Your objective: Should the word "admin" occur in a line of the records, copy that line.

(Material to process begins)

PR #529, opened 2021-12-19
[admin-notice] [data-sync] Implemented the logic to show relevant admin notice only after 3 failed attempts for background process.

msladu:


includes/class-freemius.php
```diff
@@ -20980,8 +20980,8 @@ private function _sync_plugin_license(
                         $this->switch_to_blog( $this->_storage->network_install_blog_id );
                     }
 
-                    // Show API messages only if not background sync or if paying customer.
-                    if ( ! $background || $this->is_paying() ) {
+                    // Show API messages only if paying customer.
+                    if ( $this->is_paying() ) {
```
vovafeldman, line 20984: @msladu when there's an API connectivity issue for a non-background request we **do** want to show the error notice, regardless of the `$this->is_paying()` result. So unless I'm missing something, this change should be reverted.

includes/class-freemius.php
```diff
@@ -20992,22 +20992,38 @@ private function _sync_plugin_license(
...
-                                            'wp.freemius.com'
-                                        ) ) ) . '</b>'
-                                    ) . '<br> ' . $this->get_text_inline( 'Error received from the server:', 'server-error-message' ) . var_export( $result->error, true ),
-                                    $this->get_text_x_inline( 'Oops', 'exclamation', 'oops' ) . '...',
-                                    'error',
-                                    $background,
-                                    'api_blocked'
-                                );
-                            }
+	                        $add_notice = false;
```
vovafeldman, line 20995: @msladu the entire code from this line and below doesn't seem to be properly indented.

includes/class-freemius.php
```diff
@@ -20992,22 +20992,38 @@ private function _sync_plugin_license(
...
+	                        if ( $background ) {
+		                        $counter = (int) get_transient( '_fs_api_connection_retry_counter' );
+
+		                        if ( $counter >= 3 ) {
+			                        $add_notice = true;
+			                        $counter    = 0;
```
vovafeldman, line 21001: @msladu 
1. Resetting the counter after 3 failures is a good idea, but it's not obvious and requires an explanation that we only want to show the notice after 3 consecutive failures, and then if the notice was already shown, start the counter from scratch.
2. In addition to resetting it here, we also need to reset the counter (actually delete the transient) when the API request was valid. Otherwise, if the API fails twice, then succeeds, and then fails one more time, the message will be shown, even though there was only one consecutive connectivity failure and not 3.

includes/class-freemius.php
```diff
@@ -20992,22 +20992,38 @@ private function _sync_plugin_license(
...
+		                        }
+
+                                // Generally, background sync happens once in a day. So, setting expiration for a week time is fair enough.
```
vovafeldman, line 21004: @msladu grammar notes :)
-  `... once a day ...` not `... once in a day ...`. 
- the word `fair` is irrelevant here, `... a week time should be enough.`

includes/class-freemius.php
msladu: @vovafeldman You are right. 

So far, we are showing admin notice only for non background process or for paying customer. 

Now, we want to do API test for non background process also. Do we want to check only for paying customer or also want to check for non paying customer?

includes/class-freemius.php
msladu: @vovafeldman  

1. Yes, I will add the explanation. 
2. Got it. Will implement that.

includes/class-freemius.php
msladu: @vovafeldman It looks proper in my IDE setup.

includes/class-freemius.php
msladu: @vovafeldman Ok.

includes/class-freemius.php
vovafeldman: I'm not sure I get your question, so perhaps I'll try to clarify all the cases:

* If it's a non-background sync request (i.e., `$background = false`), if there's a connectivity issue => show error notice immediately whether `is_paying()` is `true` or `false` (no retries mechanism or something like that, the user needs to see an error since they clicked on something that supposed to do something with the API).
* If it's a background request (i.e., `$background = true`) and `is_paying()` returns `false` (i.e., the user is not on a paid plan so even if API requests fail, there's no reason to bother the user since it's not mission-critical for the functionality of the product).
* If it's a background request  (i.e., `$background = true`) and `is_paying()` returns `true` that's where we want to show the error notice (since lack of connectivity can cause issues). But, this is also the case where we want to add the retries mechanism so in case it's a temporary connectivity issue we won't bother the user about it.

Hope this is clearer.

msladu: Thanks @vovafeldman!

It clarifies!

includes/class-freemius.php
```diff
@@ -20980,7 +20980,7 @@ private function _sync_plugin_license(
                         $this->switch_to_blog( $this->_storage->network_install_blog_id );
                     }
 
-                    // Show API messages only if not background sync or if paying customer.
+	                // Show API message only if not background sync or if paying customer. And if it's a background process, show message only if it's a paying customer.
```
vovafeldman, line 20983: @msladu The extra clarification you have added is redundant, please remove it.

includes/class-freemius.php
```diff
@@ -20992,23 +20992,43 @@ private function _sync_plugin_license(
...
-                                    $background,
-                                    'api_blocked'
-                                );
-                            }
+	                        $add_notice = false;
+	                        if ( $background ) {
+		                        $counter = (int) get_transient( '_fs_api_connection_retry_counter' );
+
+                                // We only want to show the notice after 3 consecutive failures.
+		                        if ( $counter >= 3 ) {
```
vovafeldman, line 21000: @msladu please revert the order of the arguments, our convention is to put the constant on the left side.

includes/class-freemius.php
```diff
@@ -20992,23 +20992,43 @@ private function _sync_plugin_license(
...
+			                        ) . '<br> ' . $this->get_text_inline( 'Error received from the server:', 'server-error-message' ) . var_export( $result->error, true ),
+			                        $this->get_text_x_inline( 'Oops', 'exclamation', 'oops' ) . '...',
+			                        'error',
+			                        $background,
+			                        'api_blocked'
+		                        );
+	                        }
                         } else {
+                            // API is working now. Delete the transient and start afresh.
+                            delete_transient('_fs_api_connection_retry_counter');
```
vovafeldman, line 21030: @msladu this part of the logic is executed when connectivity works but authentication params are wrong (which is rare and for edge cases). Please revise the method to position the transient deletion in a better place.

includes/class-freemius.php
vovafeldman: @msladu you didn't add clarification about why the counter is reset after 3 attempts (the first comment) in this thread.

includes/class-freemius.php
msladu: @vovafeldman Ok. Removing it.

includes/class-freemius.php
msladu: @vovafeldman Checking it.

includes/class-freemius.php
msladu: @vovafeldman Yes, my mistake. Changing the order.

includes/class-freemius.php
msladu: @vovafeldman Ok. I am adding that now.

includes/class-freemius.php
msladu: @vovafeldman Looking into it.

(Material to process ends)
(Material to process begins)

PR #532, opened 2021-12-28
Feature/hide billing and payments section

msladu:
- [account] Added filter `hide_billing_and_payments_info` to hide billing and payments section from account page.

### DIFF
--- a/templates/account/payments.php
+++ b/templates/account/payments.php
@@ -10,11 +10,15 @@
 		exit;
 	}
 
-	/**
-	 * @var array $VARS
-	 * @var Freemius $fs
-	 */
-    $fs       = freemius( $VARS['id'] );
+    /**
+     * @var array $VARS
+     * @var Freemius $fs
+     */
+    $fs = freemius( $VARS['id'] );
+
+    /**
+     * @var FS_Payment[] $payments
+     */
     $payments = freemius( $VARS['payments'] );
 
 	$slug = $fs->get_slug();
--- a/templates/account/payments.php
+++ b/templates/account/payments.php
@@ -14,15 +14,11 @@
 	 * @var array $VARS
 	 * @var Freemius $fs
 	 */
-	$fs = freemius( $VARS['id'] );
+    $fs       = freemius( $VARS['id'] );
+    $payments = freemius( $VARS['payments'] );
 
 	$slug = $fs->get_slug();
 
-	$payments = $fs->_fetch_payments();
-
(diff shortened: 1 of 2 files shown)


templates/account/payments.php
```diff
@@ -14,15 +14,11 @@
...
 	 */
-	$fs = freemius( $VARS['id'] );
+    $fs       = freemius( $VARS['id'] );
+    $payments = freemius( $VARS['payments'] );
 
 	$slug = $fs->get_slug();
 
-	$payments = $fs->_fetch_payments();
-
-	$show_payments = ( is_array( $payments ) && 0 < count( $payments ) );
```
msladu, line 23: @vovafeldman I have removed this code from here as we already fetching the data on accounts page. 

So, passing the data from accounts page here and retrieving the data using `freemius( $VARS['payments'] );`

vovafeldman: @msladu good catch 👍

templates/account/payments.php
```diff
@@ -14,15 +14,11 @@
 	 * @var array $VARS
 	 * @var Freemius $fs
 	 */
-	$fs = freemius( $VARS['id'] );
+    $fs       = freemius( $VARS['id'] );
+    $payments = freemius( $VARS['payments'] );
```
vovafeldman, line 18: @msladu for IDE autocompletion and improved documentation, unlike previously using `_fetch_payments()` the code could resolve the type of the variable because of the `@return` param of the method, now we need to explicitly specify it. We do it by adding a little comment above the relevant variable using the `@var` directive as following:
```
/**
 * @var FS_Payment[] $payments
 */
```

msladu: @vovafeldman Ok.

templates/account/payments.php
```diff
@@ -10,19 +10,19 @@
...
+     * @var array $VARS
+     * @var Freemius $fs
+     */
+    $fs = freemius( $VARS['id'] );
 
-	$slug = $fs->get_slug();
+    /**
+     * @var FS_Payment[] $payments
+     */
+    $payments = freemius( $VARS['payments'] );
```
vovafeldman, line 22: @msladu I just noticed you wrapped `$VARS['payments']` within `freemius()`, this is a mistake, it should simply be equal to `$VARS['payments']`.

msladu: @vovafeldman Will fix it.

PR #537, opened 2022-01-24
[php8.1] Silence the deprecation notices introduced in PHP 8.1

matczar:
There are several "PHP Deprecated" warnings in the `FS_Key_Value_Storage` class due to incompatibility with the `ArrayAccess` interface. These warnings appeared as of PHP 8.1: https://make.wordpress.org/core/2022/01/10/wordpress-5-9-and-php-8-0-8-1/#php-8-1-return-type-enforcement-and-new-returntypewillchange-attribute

(Material to process ends)

Response to this exercise:
[admin-notice] [data-sync] Implemented the logic to show relevant admin notice only after 3 failed attempts for background process.
So far, we are showing admin notice only for non background process or for paying customer. 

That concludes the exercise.